_WHAT THE TASK REQUIRES_:
The result must match the data exactly, line for line.

_DATA BLOCK_:
■ ■ ■ ■ ■

PR #5576, opened 2022-08-15
Add after content region options

### LINKED ISSUE #4767: As a site owner, I can have a row of buttons that appears fixed to the bottom of the browser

■ ■ ■ ■ ■

_WORKED SOLUTION_:
PR #5576, opened 2022-08-15
Add after content region options

### LINKED ISSUE #4767: As a site owner, I can have a row of buttons that appears fixed to the bottom of the browser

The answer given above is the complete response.